# Autoglym vs Autosmart - is there much between them?



## max1805 (Apr 6, 2015)

As the title suggests really - I've been a solid Autoglym and Autofinesse user since I started 'detailing' and I've since come across Autosmart.

I gave their Tango a go on mates cars which had no protection and it bought them upper very nicely. It got me thinking about what other products Autosmart have to offer and whether they are any good / worth investing in over my staple products.

What are people's general views / opinions on Autosmart?


----------



## Jue (Aug 1, 2016)

I have bought the Autosmart Tardis, Red 7 & G101 & have been very impressed with all of them so far. All recomondations off here. I am just a weekend warrior mind  lol


----------



## max1805 (Apr 6, 2015)

Thanks Jue! I've tried Smart Wheels and it has to be one of my favourite wheel cleaners I've ever used. But that and Tango are the only ones I've used. I'm interested in trying Finish for the interior as I've previously been using Autoglym's Super Sheen.
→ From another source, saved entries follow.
PR #1122, opened 2026-07-19
Projection-index production hardening: stress/soak suite, REST serving, three engine fixes

JohannesLichtenberger:
## What does this PR do?

Hardens the projection index toward dropping its "experimental" label, along the two axes it hadn't been exercised on: sustained incremental-maintenance load and HTTP exposure.

**1. Stress/soak suite (`ProjectionIndexStressTest`)**
- Randomized incremental-maintenance soak: 375 attributable operations across 15 commits over 2200+ rows (in-place updates, deletes, tail/middle inserts, `{}`/null rows) with a deterministic oracle checked after every commit, leaf-level physical-row bounds, time travel over every soak revision, cold re-open discovery, and a vectorized-vs-interpreted query battery with a `servedCount` proof.
- Concurrent readers (fresh database + session per check, the shape every REST request has) racing an updating writer across revisions.
- Repeated tombstone → same-definition rebuild cycles via subtree moves out of the record set.

**2. Three engine bugs the suite surfaced, all fixed**
- *Stale in-process registry serving after invalidation:* the committed lookup fell back from the revision-scoped catalog to the in-memory `ProjectionIndexRegistry`, whose handles are gated only by `validFromRevision` — a snapshot installed before an invalidating commit kept serving every later revision in the same process. The catalog is now authoritative whenever catalogued projection definitions exist at the executor's revision; the registry fallback remains for bench/test wiring only.
- *Unscoped name sweep after re-open:* the generic aggregate's target-path resolution read `PathNode#getName()` directly, which is only populated for path nodes created in the current process. On a deserialized summary every named ancestor looked anonymous, resolution failed, and the scan silently degraded to an unscoped name sweep that over-counted same-named fields under other roots. Names now resolve through the positioned `PathSummaryReader`, with the `__array__` sentinel treated as anonymous (empty names map to anonymous in both branches, so fresh and re-opened summaries walk identically).
- *Moved subtree kept its old `pathNodeKey` when the target path already existed:* `PathSummaryWriter#processFoundPathNode` (the merge branch of `adaptPathForChangedNode`, shared by XML renames and JSON subtree moves) adapted descendants and reference counts but never reset the moved node's own `pathNodeKey` — only the create-new-path branch did. The merge branch now resets the root like the create branch.

**3. REST API projection serving**
- Resource-scoped JSON queries are compiled with a session-bound vectorized executor pinned to the request's resolved revision (new `SirixCompileChain.createWithNodeAndJsonStore(nodeStore, jsonStore, session, revision)` factory, validated against the session's most recent revision), so the same analytical queries served from projections embedded are now served over HTTP.
- Brackit's analytical detection captures source paths, not resource identity, so the wiring sits behind a fail-closed `VectorizedServingGate` built as an **allowlist**: every `jn:doc` must name exactly the URL database/resource via two string literals; every other function call must be a known-safe unprefixed builtin or `xs:*` constructor — any prefixed function (`jn:open`, `jn:open-bitemporal`, `jn:open-revisions`, time-travel axes, `sdb:*`, `local:*`), unknown name, function reference (`name#arity`), or module import refuses the wiring. `nodeId`-scoped (subtree-bound) requests are excluded — the executor serves whole-resource projections and never reads the bound context item. A pinned non-latest revision additionally requires a pure context-item query (`jn:doc` always opens the most recent revision). Anything unprovable runs on the generic pipeline, so a refusal can only cost performance, never correctness.
- An adversarial self-review of the wiring (8 finder angles + per-candidate verification) confirmed and closed three gate-bypass paths before merge: `jn:open*` openers, function references, and `nodeId` subtree scoping; the gate's regression tests pin each one.

## Related issue

No issue — follow-up to #1116/#1117, closing the production-readiness gaps identified for the projection-index feature (soak coverage of the incremental-maintenance path and REST exposure).

## Type of change

- [x] New feature (non-breaking change that adds functionality)
- [ ] Breaking change (fix or feature that changes existing behavior)
- [ ] Performance improvement
- [ ] Documentation only

## Checklist

- [x] `./gradlew build` passes locally (JDK 25) — all projection suites (core: 135 tests, query: 129 incl. the new stress suite and the 89-case differential suite), path-summary core suites, and the REST gate tests (18, offline task) run green; full sirix-query suite verified; the exhaustive sirix-core sweep is left to CI
- [x] Added or updated tests covering the change (`ProjectionIndexStressTest`, `VectorizedServingGateTest` incl. bypass regressions, a session-bound compile-chain serving test)
- [x] For behavioral changes to the storage engine: the `pathNodeKey` fix restores the documented path-summary attribution invariant (reference counts were already correct; node attribution now matches)
- [x] Updated documentation (README REST-serving section; `docs/KNOWN_LIMITATIONS.md` fixed-gaps entries for all three bugs)
- [x] No unrelated formatting churn (run Spotless / the `pre-commit` hook)

## Notes for reviewers

- The catalog-authoritative lookup change (`SirixVectorizedExecutor#lookupProjection`) intentionally demotes the in-memory registry to bench/test wiring when catalogued definitions exist — review the comment there for the staleness rationale. Known accepted edge: `hasProjections` is coarse (any catalogued def suppresses registry-only handles for other record sets) — perf-only, no live flow reaches it.
- `PathSummaryWriter#processFoundPathNode` is shared XML/JSON code; the one-line `resetPathNodeKey` addition mirrors the existing create-branch behavior (XML setName re-sets the same value afterwards, so it is a redundant-but-consistent write there).
- Known pre-existing (not introduced here, worth its own issue): a commit racing a resource-scoped GET can yield a response mixing revisions, because the context item/executor bind at request start while `jn:doc` opens the live most-recent at execution time.

### DIFF
--- a/README.md
+++ b/README.md
@@ -763,7 +763,21 @@ readers keep their isolated snapshots. The full function
 family matches the other index types: `jn:find-projection-index($doc, $rootPath, $fields)` returns a
 projection's definition id (or `-1`), and `jn:drop-projection-index($doc[, $idx-no])` drops one or all
 projections (tombstoning the stored columns so a later same-shape re-creation rebuilds instead of
-serving leftovers). Current limits: column
+serving leftovers).
+
+Projection serving is also wired into the **REST API**: a resource-scoped query
+(`GET /database/resource?query=...`) is compiled with a vectorized executor bound to the request's
+resource and revision, so the same analytical queries are answered from the projection over HTTP.
+Because the analytical detection captures source paths — not resource identity — the REST layer
+applies a fail-closed serving gate: the executor is wired only when the query provably targets the
+request's own resource (every `jn:doc` names exactly that database/resource with two string
+literals; no other document/collection-opening function or module import appears; with a pinned
+non-latest revision, only pure context-item queries qualify). Anything unprovable simply runs on
+the generic pipeline — the gate can cost performance, never correctness. The index-management
+functions (`jn:create-projection-index`, `jn:find-projection-index`, `jn:drop-projection-index`)
+work over REST like any other JSONiq query.
+
+Current limits: column
 types are `long`, `boolean`, and `string` (floating-point columns are rejected rather than silently
 degraded); columns are resolved by trailing field name, which must be unique and unambiguous under the
 record set; queries that the projection cannot serve exactly (unrepresentable values, non-covered
--- a/README.md
+++ b/README.md
@@ -769,11 +769,13 @@ Projection serving is also wired into the **REST API**: a resource-scoped query
 (`GET /database/resource?query=...`) is compiled with a vectorized executor bound to the request's
 resource and revision, so the same analytical queries are answered from the projection over HTTP.
 Because the analytical detection captures source paths — not resource identity — the REST layer
-applies a fail-closed serving gate: the executor is wired only when the query provably targets the
-request's own resource (every `jn:doc` names exactly that database/resource with two string
-literals; no other document/collection-opening function or module import appears; with a pinned
-non-latest revision, only pure context-item queries qualify). Anything unprovable simply runs on
-the generic pipeline — the gate can cost performance, never correctness. The index-management
+applies a fail-closed serving gate built as an **allowlist**: the executor is wired only when the
+query provably targets the request's own resource — every `jn:doc` names exactly that
+database/resource with two string literals, every other function call is a known-safe builtin or
+`xs:*` constructor (any prefixed function, unknown name, function reference, or module import
+refuses), requests scoped to a `nodeId` subtree are excluded, and with a pinned non-latest
+revision only pure context-item queries qualify. Anything unprovable simply runs on the generic
+pipeline — the gate can cost performance, never correctness. The index-management
 functions (`jn:create-projection-index`, `jn:find-projection-index`, `jn:drop-projection-index`)
 work over REST like any other JSONiq query.
 
--- a/bundles/sirix-core/src/main/java/io/sirix/access/Databases.java
+++ b/bundles/sirix-core/src/main/java/io/sirix/access/Databases.java
@@ -28,6 +28,7 @@ import java.io.File;
 import java.io.IOException;
 import java.nio.file.Files;
 import java.nio.file.Path;
+import java.util.ArrayList;
 import java.util.UUID;
 
 import static java.util.Objects.requireNonNull;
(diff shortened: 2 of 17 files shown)


JohannesLichtenberger:
## Root-cause correction for commit `96157eb`

Commit `96157eb` is titled *"Fix silent no-op database removal poisoning re-created stores and query plans"* and frames its two changes as the fix for the flaky `OptimizerBehavioralE2ETest.casIndexTakesPrecedenceOverPath` failure. A follow-up investigation shows **that attribution was overstated**. Correcting the record here (I can't amend the commit message without a force-push, which would break #1127 stacked on this branch):

**What I actually verified**

1. **No handle leak exists.** I instrumented every `Database` open with its construction stack and ran the full 132-class `:sirix-query:test` suite. Across the entire module there is exactly **one** lingering-handle event, and its stack points at `OptimizerBehavioralE2ETest.restoredDatabaseWithLeakedHandleStaysExact` — the test that *deliberately* leaks a handle to prove the force-close path. No production code and no other test leaks a `json-path1` handle.
2. **Statistics-invalidation isn't demonstrably the cure either.** Full-module run with `StatisticsCatalog.invalidateDatabase(...)` disabled (force-close kept): green.
3. **Neither is the stress-test DB rename.** Full-module run with `ProjectionIndexStressTest` reverted to `json-path1`: green.

So none of the three candidate changes reproduces the flake when individually reverted locally. The `casIndexTakesPrecedenceOverPath` failure is **flaky / order-dependent** — it passed in isolation and in every recent full-module run, and I was **not** able to isolate its true trigger.

**What the two changes actually are**

They stand on their own as **defensive hardening of real latent bugs**, each proven by a targeted test — just not as the proven fix for that flake:

- `Databases.removeDatabase` now force-closes a still-registered handle instead of silently no-op'ing removal (which violated the documented "all sessions closed beforehand" contract). Proven by `restoredDatabaseWithLeakedHandleStaysExact`.
- `BasicJsonDBStore.removeIfExisting` clears the re-created database's cached histograms so the cost model can't be fed stale cross-generation statistics.
- `ProjectionIndexStressTest`'s dedicated DB names were made for a **separate, real** reason — on CI `:sirix-kotlin-api:test` runs in parallel and would wipe a shared `json-path1` mid-soak — not for this flake.

Net: the PR's substantive work is unaffected and CI is green; I just don't want the commit message to claim a root-cause fix I couldn't substantiate. If the flake resurfaces, it should be treated as an unresolved order-dependent test-isolation issue, not as regressed-by-this-change.

---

I like it, but sometimes the finish comes out looking a bit blotchy on textured plastics.


----------



## Jue (Aug 1, 2016)

Not really used any other Autosmart stuff as a lot of what I use is Autoglym too. I just got some ODK cabin for my interior & it's lovely stuff.


----------



## Fireball411 (Jul 31, 2016)

Tardis is best tar and glue by far,I have bought some finish(interior dressing)to try and like their autowash as I just use that for the wheels


----------



## realist (May 11, 2011)

I've found Autosmart to be better and cheaper than Autoglym, but that could depend on the rep as they set their own prices:thumb:


----------



## Chris Donaldson (Jun 26, 2016)

G101 is fantastic stuff but must be carefully diluted to the correct ratio for the job you're doing. I've seen it cause damage to paint when it was put on neat.


----------



## steelghost (Aug 20, 2015)

AutoSmart gear is designed to do the job quickly and (cost)-effectively for end-users in the valeting trade. Clearly there is an overlap with the home detailer, but you need to know what you're doing with their products (or at least, the strong ones eg G101, Tardis etc). Auto-Glym is far more focused to the home user, consider all the advice and guidance on their website, etc. They sell via "normal" retail channels and as such the prices will tend to be higher, not least because the quantities are smaller.

Auto-Glym do have their Professional range and I'm going to guess that those products are probably priced and perform similarly to the Auto-Smart ones, where the offerings overlap. I'm not sure comparisons between the retail AG products and the trade AS ones are appropriate - maybe the AS / Pro AG compare makes more sense.


----------



## Hereisphilly (Nov 17, 2014)

steelghost said:


> AutoSmart gear is designed to do the job quickly and (cost)-effectively for end-users in the valeting trade. Clearly there is an overlap with the home detailer, but you need to know what you're doing with their products (or at least, the strong ones eg G101, Tardis etc). Auto-Glym is far more focused to the home user, consider all the advice and guidance on their website, etc. They sell via "normal" retail channels and as such the prices will tend to be higher, not least because the quantities are smaller.
> 
> Auto-Glym do have their Professional range and I'm going to guess that those products are probably priced and perform similarly to the Auto-Smart ones, where the offerings overlap. I'm not sure comparisons between the retail AG products and the trade AS ones are appropriate - maybe the AS / Pro AG compare makes more sense.


^^^this

Echos my thoughts

Sent from my Pixel XL using Tapatalk


----------



## Stokie (Jun 9, 2013)

Smart Wheels, Tardis, Red7, all great products. Even bought a couple of the DA polishing pads off the rep but not got around using them yet to compare against the Hex Logic ones.


----------



## hardyd44 (Mar 31, 2014)

Another vote for AS, smart wheels is the best cleaner I have ever used and diluted 4/5:1 very good value.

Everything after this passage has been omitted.